In the easiest case, $\Delta d_t$ is the linear distance between two states. 
Of course, based on the graph structure, one could calculate the shortest path between both and sum up the respective edge lengths. 
However, this requires tremendous calculation time for negligible improvements. 
Therefore this is not further discussed within this work. 
The average step length $\mu_{\text{step}}$ is based on the pedestrian's walking speed and $\sigma_{\text{step}}^2$ denotes the step length's variance. 
Both values are chosen depending on the activity $\mObsActivity$ recognized at time $t$. 
For example $\mu_{\text{step}}$ gets smaller while a pedestrian is walking upstairs, than just walking straight.
This requires to extend the smoothing transition by the current observation $\mObsVec_t$.
Since $\mStateVec$ is hidden and the Markov property is satisfied, we are able to do so.

 
The heading information is incorporated using
\begin{equation}
p(\mStateVec_{t+1} \mid \vec{q}_t, \mObsVec_t)_{\text{turn}} =  \mathcal{N}(\Delta\alpha_t \mid \mObsHeading, \sigma^2_{\text{turn}})\enspace ,
\label{eq:transHeadingSmoothing}
\end{equation}
where $\Delta\alpha_t$ is the absolute angle between $\vec{q}_{t+1}$ and $\vec{q}_{t}$ in the range of $[0, \pi]$. 
The relative angular change $\mObsHeading$ is then used to receive a statement about how likely it is to walk in that particular direction.
Again the normal distribution of \refeq{eq:transHeadingSmoothing} does not integrate to $1.0$. Therefore the same assumption as in \refeq{eq:transHeading} has to be made.


To further improve the results, especially in 3D environments, the vertical (non-absolute) distance $\Delta z$ between two successive states is used as follows:
\begin{equation}
p(\vec{q}_{t+1} \mid \vec{q}_t, \mObsVec_t)_{\text{baro}} = \mathcal{N}(\Delta z \mid \mu_z, \sigma^2_{z}) \enspace .
\label{eq:smoothingTransPressure}
\end{equation}
This assigns a low probability to false detected or misguided floor changes.
Similar to \refeq{eq:smoothingTransDistance} we set $\mu_z$ and $\sigma^2_{z}$ based on the activity recognised at time $t$.
Therefore, $\mu_z$ is the expected change in $z$-direction between two time steps. 
This means, if the pedestrian is walking alongside a corridor, we set $\mu_z = 0$. 
In contrast, $\mu_z$ is positive while walking downstairs or otherwise negative for moving upstairs. 
The size of $\mu_z$ and also $\mu_{\text{step}}$ could be a predefined value or set dynamically based on the measured vertical and linear acceleration.

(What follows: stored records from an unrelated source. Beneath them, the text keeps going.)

PR #1360, opened 2022-04-21
Fishing map/deckgl

nerik:
- [x] upload PoC tiles to bucket, and use
- [x] use an IconLayer as an MVTLayer sublayer
- [ ] implement time filtering in a custom `TemporalIconLayer`
- [ ] Style


j8seangel:
As we are planning to replace maplibre with deck.gl entirely we are closing this in favour of https://github.com/GlobalFishingWatch/frontend/pull/1612

PR #1368, opened 2022-04-27
Coastal Fisheries - missing data in timebar  and others

fertandil87:
https://globalfishingwatch.atlassian.net/browse/MAP-784


j8seangel:
@fertandil87 these changes are not always working... I tried to fix what we already had and seems to be working [here](https://github.com/GlobalFishingWatch/frontend/pull/1370) please take a look

PR #1371, opened 2022-04-27
Coastal Fisheries - missing data in timebar and others

fertandil87:
https://globalfishingwatch.atlassian.net/browse/MAP-784


nerik:
@fertandil87 I don't see any problem in merging this, always good to have failsafes, but I don't think this is a fix to MAP-784. The problem sometimes happens, sometimes not, with or without this fix. I'll be investigating further.

PR #1374, opened 2022-04-28
Fishing map/layer icons

j8seangel:
Show icon by layer type in:
- [x] Map tooltips
- [x] Timebar tooltips
image
image
image
image
image
image


enriquetuya:
@j8seangel @satellitestudiodesign loved how this looks, improves clarity a lot. 

Though it is still a bit unclear when you have both encounters for a vessel and the encounters layer. But I need to check again once the tracks are loaded

libs/ui-components/src/icon/Icon.tsx
```diff
@@ -16,13 +16,16 @@ import { ReactComponent as CategoryMarineManager } from '../assets/icons/categor
 import { ReactComponent as CategoryNews } from '../assets/icons/category-news.svg'
 import { ReactComponent as CategoryReports } from '../assets/icons/category-reports.svg'
 import { ReactComponent as Close } from '../assets/icons/close.svg'
+import { ReactComponent as Clusters } from '../assets/icons/clusters.svg'
```
nerik, line 19: IMHO this file deserves to be auto generated from an `ls assets/icons/`. Just an idea, maybe overkill.

nerik (approved):
This is looking really good, thanks 🥲
Let me know what you think about autogenerating `Icon.tsx`, otherwise looks perfect, will merge.

libs/ui-components/src/icon/Icon.tsx
j8seangel: I like the idea! I would use something like [this](https://github.com/cycloidio/import-index-generator/blob/master/main.js#L44) as base to do it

Looking at \refeq{eq:smoothingTransDistance} to \refeq{eq:smoothingTransPressure}, obvious similarities to a sensor fusion process can be seen. By assuming statistical independence between those three, the probability density of the smoothing transition is given by  
\begin{equation}
		\arraycolsep=1.2pt
		\begin{array}{ll}
			p(\vec{q}_{t+1} \mid \vec{q}_t) = 
			&p(\vec{q}_{t+1} \mid \vec{q}_t, \mObsVec_t)_{\text{step}}\\ 
			&p(\vec{q}_{t+1} \mid \vec{q}_t, \mObsVec_t)_{\text{turn}}\\
			&p(\vec{q}_{t+1} \mid \vec{q}_t, \mObsVec_t)_{\text{baro}}  
		\end{array}
\enspace .
\end{equation}
%
It is important to notice, that all particles at each time step $t$ of the forward filtering need to be saved. 
Therefore, the memory requirement increases proportional to the processing time.